Zoom. Une réédition et une exposition parisienne célèbrent les 50 ans de la troublante Milanaise, icône de la BD érotique.
Prénom: Valentina. Nom: Rosselli. Domicile: via de Amicis 45, Milan. Profession: photographe de mode. Vocation: femme de tête et femme de rêve.
Née des amours triangulaires entre son créateur, Guido Crepax, Louise Brooks (en imagination) et sa femme, Luisa Crepax (en vrai), Valentina a 50 ans cette année. Dans sa première apparition, en 1965, elle n’est que l’amante du personnage principal, Philip Rembrandt, alias Neutron, critique d’art doté d’étranges pouvoirs.
Valentina sera longtemps fidèle à Philip (en actes, s’entend; les fantasmes, mmmh, c’est autre chose), mais elle ne restera pas longtemps un personnage secondaire. A peine surgie sur la page, langoureusement étirée entre deux cases, en équilibre instable entre un vernissage dans la vraie vie et un abysse imaginaire, entre vacances en famille et hallucinations SM, elle aura piqué la vedette à son homme. Sans jamais se laisser réduire, comme tant d’autres, à la condition d’objet de fantasmes. Cette fille-là est une intello, aussi cultivée que son créateur.
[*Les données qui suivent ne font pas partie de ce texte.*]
PR #1651, opened 2022-09-20
update PSWeights module

MatthiesC:
[only compile]

Updates PSWeights module

- made all event handles private
- better naming scheme for all handles/weights; also corrected the naming of `g2qg` to `q2qg` and `g2xg` to `x2xg`; now only using sqrt2, 2, or 4 in the names for easier reading (no 025, 05 etc. anymore)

«Sa facette érotique est la plus célèbre, mais elle est loin d’être la seule: Valentina est le premier personnage féminin accompli dans l’histoire de la BD», dit Thierry Groensteen, qui a entrepris de rééditer, chez Actes Sud, les aventures de la bombe milanaise, assorties des commentaires de Luisa et Antonio Crepax, femme et fils du dessinateur mort en 2003*: tout était épuisé, et tout n’a pas été traduit en français.
Un maître du noir et blanc
Valentina a 50 ans, et on peut prédire qu’elle ne mourra jamais. Voyez: les planches originales de ses albums s’exposent comme des tableaux. «Crepax est un grand maître du noir et blanc, et un pionnier du cadrage complexe», dit Eric Verhoest, le galeriste et expert en BD qui propose actuellement à Paris un grand choix de planches du maître**. Des planches que l’on peut acheter (8500 euros pièce): c’est l’originalité de l’actuelle exposition parisienne, qui vient, après deux grands hommages à Valentina rendus à Milan et à Bruxelles plus tôt dans l’année.
Architecte de formation, fin connaisseur d’histoire de l’art, Guido Crepax a dessiné Valentina – pour ne parler que d’elle – durant trente ans. «Dès le début, il a classé et protégé ses originaux, un comportement exceptionnel dans le monde de la BD», raconte Eric Verhoest. Luisa et Antonio ont hérité d’un véritable patrimoine, dont une partie seulement sera vendue. La réserve n’est pas épuisée, mais pour cette fois, à la galerie Champaka, la vente s’arrêtera à la quinzième planche écoulée.
Valentina, elle, troublera hommes et femmes pour longtemps encore.
* «Biographie d’un personnage», quatre histoires de Valentina, Actes Sud, L’an 2.
** «Guido Crepax: Valentina, Dr Jekyll et Mr Hyde». Galerie Champaka, Paris, jusqu’au 25 juillet.